#### Source material

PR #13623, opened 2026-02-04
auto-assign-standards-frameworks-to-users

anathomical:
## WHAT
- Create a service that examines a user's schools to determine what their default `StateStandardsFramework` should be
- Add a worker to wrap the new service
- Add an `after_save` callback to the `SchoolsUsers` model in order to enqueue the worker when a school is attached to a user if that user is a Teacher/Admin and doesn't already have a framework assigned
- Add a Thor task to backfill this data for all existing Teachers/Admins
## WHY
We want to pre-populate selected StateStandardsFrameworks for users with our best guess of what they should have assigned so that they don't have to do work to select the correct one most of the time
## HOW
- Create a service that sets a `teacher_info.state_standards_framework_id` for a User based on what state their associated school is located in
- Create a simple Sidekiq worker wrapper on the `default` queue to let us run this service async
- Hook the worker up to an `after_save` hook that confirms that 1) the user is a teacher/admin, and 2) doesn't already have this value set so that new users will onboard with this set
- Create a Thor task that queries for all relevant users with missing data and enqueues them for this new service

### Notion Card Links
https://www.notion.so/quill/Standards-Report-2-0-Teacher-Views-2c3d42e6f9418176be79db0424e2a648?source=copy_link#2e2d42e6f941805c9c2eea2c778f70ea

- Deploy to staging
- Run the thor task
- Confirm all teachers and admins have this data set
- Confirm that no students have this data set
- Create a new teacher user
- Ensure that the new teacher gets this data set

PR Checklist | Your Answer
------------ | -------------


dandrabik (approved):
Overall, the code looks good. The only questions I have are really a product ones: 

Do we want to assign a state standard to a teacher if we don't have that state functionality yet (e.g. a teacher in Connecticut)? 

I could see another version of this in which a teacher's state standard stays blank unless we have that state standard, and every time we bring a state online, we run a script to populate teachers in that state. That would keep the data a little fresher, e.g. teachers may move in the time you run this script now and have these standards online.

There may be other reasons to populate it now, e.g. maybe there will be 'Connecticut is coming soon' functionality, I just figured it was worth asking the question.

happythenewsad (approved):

########
#### Source material

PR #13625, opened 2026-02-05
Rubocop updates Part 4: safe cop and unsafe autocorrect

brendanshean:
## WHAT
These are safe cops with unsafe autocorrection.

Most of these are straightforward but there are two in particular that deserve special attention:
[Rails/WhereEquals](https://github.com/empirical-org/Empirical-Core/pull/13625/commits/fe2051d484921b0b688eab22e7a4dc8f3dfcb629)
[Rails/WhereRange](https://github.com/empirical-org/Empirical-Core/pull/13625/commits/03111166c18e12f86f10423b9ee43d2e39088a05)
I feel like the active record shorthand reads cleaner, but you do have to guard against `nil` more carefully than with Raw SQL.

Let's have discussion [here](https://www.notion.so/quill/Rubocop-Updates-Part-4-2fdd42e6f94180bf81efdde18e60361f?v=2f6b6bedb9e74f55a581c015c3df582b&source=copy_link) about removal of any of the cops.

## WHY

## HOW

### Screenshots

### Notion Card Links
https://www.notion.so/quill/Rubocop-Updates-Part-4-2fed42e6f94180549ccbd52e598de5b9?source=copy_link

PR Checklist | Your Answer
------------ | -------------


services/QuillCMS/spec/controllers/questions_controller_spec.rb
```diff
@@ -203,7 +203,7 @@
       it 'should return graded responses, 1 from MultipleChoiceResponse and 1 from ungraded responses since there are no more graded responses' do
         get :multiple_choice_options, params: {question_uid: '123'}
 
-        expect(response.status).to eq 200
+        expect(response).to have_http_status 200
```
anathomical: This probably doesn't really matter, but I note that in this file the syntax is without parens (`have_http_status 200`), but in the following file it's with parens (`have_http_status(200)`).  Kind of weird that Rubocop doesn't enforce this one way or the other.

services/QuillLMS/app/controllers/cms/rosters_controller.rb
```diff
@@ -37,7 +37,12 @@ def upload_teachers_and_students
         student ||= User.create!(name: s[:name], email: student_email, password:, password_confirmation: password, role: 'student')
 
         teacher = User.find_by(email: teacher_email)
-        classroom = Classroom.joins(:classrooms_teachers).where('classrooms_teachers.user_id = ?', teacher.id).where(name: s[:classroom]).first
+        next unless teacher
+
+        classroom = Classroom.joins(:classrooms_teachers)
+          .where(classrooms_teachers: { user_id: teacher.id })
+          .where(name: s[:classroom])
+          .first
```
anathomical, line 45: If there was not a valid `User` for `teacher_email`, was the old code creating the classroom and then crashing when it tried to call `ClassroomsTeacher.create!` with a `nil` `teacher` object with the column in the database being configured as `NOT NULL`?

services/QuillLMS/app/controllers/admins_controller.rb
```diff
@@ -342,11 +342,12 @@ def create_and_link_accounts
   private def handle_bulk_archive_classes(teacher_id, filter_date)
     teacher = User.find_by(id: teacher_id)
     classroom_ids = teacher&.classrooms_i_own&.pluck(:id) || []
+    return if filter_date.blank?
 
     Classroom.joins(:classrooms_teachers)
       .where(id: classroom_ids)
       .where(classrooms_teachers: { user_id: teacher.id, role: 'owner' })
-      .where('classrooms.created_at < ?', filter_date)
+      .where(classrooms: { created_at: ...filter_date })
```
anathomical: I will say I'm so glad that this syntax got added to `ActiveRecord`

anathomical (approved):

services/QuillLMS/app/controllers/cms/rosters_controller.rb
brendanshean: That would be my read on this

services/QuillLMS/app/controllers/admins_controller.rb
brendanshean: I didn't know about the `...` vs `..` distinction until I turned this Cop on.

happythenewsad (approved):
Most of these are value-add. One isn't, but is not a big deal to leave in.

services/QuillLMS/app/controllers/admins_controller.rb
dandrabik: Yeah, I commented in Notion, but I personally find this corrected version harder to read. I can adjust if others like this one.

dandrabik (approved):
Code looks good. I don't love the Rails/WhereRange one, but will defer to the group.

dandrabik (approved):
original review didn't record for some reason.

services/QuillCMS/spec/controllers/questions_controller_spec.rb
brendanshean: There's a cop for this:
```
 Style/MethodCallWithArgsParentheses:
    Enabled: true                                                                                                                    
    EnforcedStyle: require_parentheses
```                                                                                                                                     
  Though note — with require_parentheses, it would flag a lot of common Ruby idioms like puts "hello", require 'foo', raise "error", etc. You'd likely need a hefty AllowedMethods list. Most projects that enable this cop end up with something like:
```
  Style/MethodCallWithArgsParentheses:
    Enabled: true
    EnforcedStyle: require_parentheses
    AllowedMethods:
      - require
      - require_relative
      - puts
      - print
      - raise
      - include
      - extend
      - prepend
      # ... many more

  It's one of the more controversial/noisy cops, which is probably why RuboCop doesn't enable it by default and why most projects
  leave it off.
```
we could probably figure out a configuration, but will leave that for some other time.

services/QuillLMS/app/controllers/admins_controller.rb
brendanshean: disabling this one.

########

--- Assignment ---
Reply with only the number of lines in the entries that hold the word "populate".

--- Answer box ---
3